Study Rationale:
Mutations (changes) in the LRRK2 gene are a leading genetic cause of Parkinson's disease (PD) and cause dysfunction in the LRRK2 protein. However, not all LRRK2 mutations cause the disease. Because some mutations have not yet been confirmed to cause Parkinson's, the number of people with LRRK2-associated PD is likely underestimated. As therapeutics targeting LRRK2 are being developed, it is important to accurately identify people who might benefit from them.
Hypothesis:
We hypothesize that some rare LRRK2 mutations identified in the Parkinson's Progression Markers Initiative (PPMI) study cause Parkinson's disease just as well-known LRRK2 mutations do. PPMI is The Michael J. Fox Foundation's landmark clinical study to find biomarkers -- disease indicators that are critical missing links in the search for better Parkinson's treatments.
Study Design:
We have identified four LRRK2 mutations in the PPMI data. We will compare the effects of these mutations on the function of the LRRK2 protein with the effects of mutations known to cause the disease. We aim to determine whether these new mutations cause the disease.
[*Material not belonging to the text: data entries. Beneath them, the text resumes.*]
PR #1148, opened 2019-03-24
Use sha256 checksum instead of modtime to check if file has changed

Cogitri:
Kind of related to #1140

### DIFF
--- a/rust/core-lib/Cargo.toml
+++ b/rust/core-lib/Cargo.toml
@@ -17,6 +17,9 @@ toml = "0.5"
 notify = { optional = true, version = "4.0" }
 regex = "1.0"
 memchr = "2.0.1"
+sha2 = "0.8"
+# Limited by digest 0.8
+generic-array = "0.12"
 
 xi-trace = { path = "../trace", version = "0.1.0" }
 xi-rope = { path = "../rope", version = "0.3" }
@@ -28,8 +31,7 @@ version = "3.0"
 default-features = false
 features = ["assets","dump-load-rs","dump-create"]
 
-[target."cfg(target_os = \"fuchsia\")".dependencies]
-sha2 = "0.7"
+#[target."cfg(target_os = \"fuchsia\")".dependencies]
 # Note: these can be available if needed, but the idea is that the
 # platform-specific code moves entirely to the binary wrapper that
 # includes xi-core-lib.
--- a/rust/core-lib/src/file.rs
+++ b/rust/core-lib/src/file.rs
@@ -14,6 +14,8 @@
 
 //! Interactions with the file system.
 
+use generic_array::GenericArray;
+use sha2::{Digest, Sha256};
 use std::collections::HashMap;
 use std::ffi::OsString;
 use std::fmt;
@@ -51,6 +53,7 @@ pub struct FileInfo {
     pub encoding: CharacterEncoding,
     pub path: PathBuf,
     pub mod_time: Option<SystemTime>,
+    pub sha_sum: Option<GenericArray<u8, generic_array::typenum::U32>>,
     pub has_changed: bool,
     #[cfg(target_family = "unix")]
     pub permissions: Option<u32>,
@@ -98,7 +101,10 @@ impl FileManager {
         if let Some(info) = self.file_info.get_mut(&id) {
             let mod_t = get_mod_time(path);
             if mod_t != info.mod_time {
-                info.has_changed = true
+                let sha = get_sha256(path);
+                if sha != info.sha_sum {
+                    info.has_changed = true
+                }
             }
             return info.has_changed;
         }
@@ -143,6 +149,7 @@ impl FileManager {
         let info = FileInfo {
             encoding: CharacterEncoding::Utf8,
             path: path.to_owned(),
+            sha_sum: get_sha256(path),
             mod_time: get_mod_time(path),
             has_changed: false,
             #[cfg(target_family = "unix")]
@@ -168,7 +175,9 @@ impl FileManager {
             let encoding = self.file_info[&id].encoding;
             try_save(path, text, encoding, self.get_info(id))
                 .map_err(|e| FileError::Io(e, path.to_owned()))?;
-            self.file_info.get_mut(&id).unwrap().mod_time = get_mod_time(path);
+            let file_info = self.file_info.get_mut(&id).unwrap();
+            file_info.sha_sum = get_sha256(path);
+            file_info.mod_time = get_mod_time(path)
         }
         Ok(())
     }
@@ -190,6 +199,7 @@ where
     let info = FileInfo {
         encoding,
         mod_time: get_mod_time(&path),
+        sha_sum: get_sha256(&path),
         #[cfg(target_family = "unix")]
         permissions: get_permissions(&path),
         path: path.as_ref().to_owned(),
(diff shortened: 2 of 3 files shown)


Cogitri:
Tested locally and seems to work fine on a FS without mtime enabled, but please do test yourself.

cmyr:
Just out of curiosity, was there a specific motivation for this work?

I forget the exact rationale for picking modtime originally, but I did consider using a checksum. I _think_ the reasoning was that modtime is going to provide some number of false positives but that we handle those further up the line (we diff the files after reloading) whereas calculating the checksum has a higher fixed cost. The real question is probably, 'how often in this call are we actually looking at a different file'?

Cogitri:
As you've mentioned modtime introduced some false positives for me, which caused the alarm that the file has been changed to not be sent reliably :/

> whereas calculating the checksum has a higher fixed cost. 

Yes, it does come at a cost, but IMHO that cost is tiny to the cost of rewriting a document because the modtime detection didn't work and you've overwritten a changed file. We could use a less expensive checksumming algo, like md5 or a smaller shasum if you want to.

> The real question is probably, 'how often in this call are we actually looking at a different file'?

Hm?

cmyr:
> The real question is probably, 'how often in this call are we actually looking at a different file'?

Agree that isn't clear. What I mean is: how often when we receive this notification (of a possible file change) are we dealing with an _actual_ file change?  I don't have the answer and don't expect you to, it just struck me as a reasonable guiding question.

Looking at some casual benchmarks sha256 looks only marginally slower than the alternatives, so don't mind that.

Cogitri:
> are we dealing with an actual file change? I don't have the answer and don't expect you to, it just struck me as a reasonable guiding question.

True that, I usually only hit this during `git rebase` (but that is like multiple times a week for me). I guess this heavily differs from person to person though, most people just doing simple editing won't ever hit this, I guess.

> Looking at some casual benchmarks sha256 looks only marginally slower than the alternatives, so don't mind that.

Alright, but I'm not sure how this plays out for big files

cmyr:
well we're going to be reading the file in anyway much of the time. idk. I was looking through the code, and I was _hoping_ that we computed the diff before we marked the file as dirty. We don't. That might be another approach, although I'm not sure it's better.

How about this: we keep modtime and add sha256, but we only bother computing the hash when modtime has changed? This way we use the cheapest option when possible.

Cogitri:
> How about this: we keep modtime and add sha256, but we only bother computing the hash when modtime has changed? This way we use the cheapest option when possible.

Sounds good, will look into that

rust/core-lib/src/file.rs
```diff
@@ -260,10 +260,14 @@ impl CharacterEncoding {
...
-/// if present.
-fn get_mod_time<P: AsRef<Path>>(path: P) -> Option<SystemTime> {
-    File::open(path).and_then(|f| f.metadata()).and_then(|meta| meta.modified()).ok()
+/// Returns the SHA256 checksum of a file at a given path, if present.
+fn get_sha256<P: AsRef<Path>>(path: P) -> Option<String> {
+    let mut hasher = Sha256::new();
+    File::open(path)
+        .and_then(|mut f| std::io::copy(&mut f, &mut hasher))
+        .map(|_| hasher.result())
+        .map(|s| format!("{:x}", s))
```
portstrom: Why would you hex encode it? Rust works very well with binary data.

Cogitri: Ah, was mainly just so I can print out the sha when it has changed, not quite sure if we want to do rhat though.

portstrom: If we want to do that, then let's add an implementation of the [Debug](https://doc.rust-lang.org/std/fmt/trait.Debug.html) trait to hex encode when printing.

Cogitri:
> How about this: we keep modtime and add sha256, but we only bother computing the hash when modtime has changed? This way we use the cheapest option when possible.

Actually, thinking about this again, we have to compute one out of the two hashes all the time anyway. Computing both hashes after the mod time has changed would be too late after all (since we'd compare the hash of the changed file with the hash of the changed file)

rust/core-lib/src/file.rs
Cogitri: Alright, I've just opted to not do that since we don't print it out anywhere yet.

portstrom: Converting `Vec` is also an unnecessary inefficiency. Better store the `GenericArray` you get from the `sha2` crate, which doesn't involve any pointers, lengths or allocations.

Cogitri: Alright, but to be honest I'm not exactly sure how we return a `GenericArray<u8, ArrayLength<u8>>` (since ArrayLength only is a trait and the generic-array docs haven't helped me and the sha2 docs also uses a Vec for this)

portstrom: It's `generic_array::GenericArray<u8, generic_array::typenum::consts::U32>`. It's also possible to use `[u8; 32]` directly without wrapping it in `GenericArray`, which is stored exactly the same way in memory, but then it won't be compatible with generic functions that require a generic array. Hopefully this distinction will eventually go away as [const generics](https://rust-lang.github.io/rfcs/2000-const-generics.html) are implemented.

cmyr: For our purposes I think that `[u8; 32]` is fine. I also don't really mind the vec, since this is being computed rarely and the performance impact will be ~nil.

rust/core-lib/Cargo.toml
```diff
@@ -28,8 +29,7 @@ version = "3.0"
 default-features = false
 features = ["assets","dump-load-rs","dump-create"]
 
-[target."cfg(target_os = \"fuchsia\")".dependencies]
-sha2 = "0.7"
+#[target."cfg(target_os = \"fuchsia\")".dependencies]
```
cmyr: oops?

rust/core-lib/src/file.rs
```diff
@@ -266,6 +275,17 @@ fn get_mod_time<P: AsRef<Path>>(path: P) -> Option<SystemTime> {
...
 }
 
+/// Returns the SHA256 checksum of a file at a given path, if present.
+fn get_sha256<P: AsRef<Path>>(path: P) -> Option<Vec<u8>> {
+    let mut hasher = Sha256::new();
+    let mut output = Vec::new();
+    File::open(path)
+        .and_then(|mut f| std::io::copy(&mut f, &mut hasher))
+        .map(|_| output.copy_from_slice(hasher.result().as_slice()))
+        .map(|_| output)
```
cmyr: this is weird... we're sort of hijacking the map to return something external. I would prefer,

```rust
File::open(path)
         .and_then(|mut f| std::io::copy(&mut f, &mut hasher))
         .map(|_| output.copy_from_slice(hasher.result().as_slice()))?;
Some(output)
```

but I'm not totally sure what the implication of failure is, here?

rust/core-lib/Cargo.toml
Cogitri: We hard depend on sha2 0.8 anyway, so we don't need to depend on 0.7 here. Crosscompiled to x86_64-fuchsia to test the change and it compiled just fine.

cmyr: Ah didn't notice this was related to sha2. We can just delete this line I think.

Cogitri: Ah, but there are some more commented lines about fuchsia below that, didn't want to destroy the context for thos.

rust/core-lib/src/file.rs
Cogitri: I don't really want to return a `Result<Option<_>, Error>` here :/

cmyr: well okay, but what if the file exists and we can't open it? In general I'm suspicious of discarding errors. If this file doesn't exist, can we handle that earlier, and only call this when we know we have a file? That would let us return a `Result` instead of an option.

Cogitri: Sure, I just tried to mimic get_mod_time here, I guess we should change it too? Anyway, I'm currently on holidays, so that'll take me bit :)

cmyr: Cool, enjoy!

dragostis: Is this the only blocker to this?

Cogitri: Kind of. Will work on this later today. If you feel like helping: Could you test if Xi sends you an alarm WITHOUT this PR when you open a file, then change it and then try to save to it? It doesn't for me, which suggests that modtime doesn't work for me for some reason :c

dragostis: @Cogitri, I don't know exactly what you mean by alarm, but xi seems to be working fine without this PR.

Cogitri: alert is a message from xi which usually opens an error dialogue in your frontend.

Cogitri:
I guess modtime cuts it for now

Impact on Diagnosis/Treatment of Parkinson's Disease:
Confirming the ability of these mutations to cause PD will identify more individuals who might benefit from LRRK2-targeting therapies and, as a result, speed the development of those therapies.
Next Steps for Development:
If this study is successful, we will launch large-scale, multi-center clinical studies to identify people with Parkinson's caused by new mutations, as well as gather family histories from these people. We will also aim to identify biomarkers -- measures of LRRK2 dysfunction -- in biofluids of people with and without PD.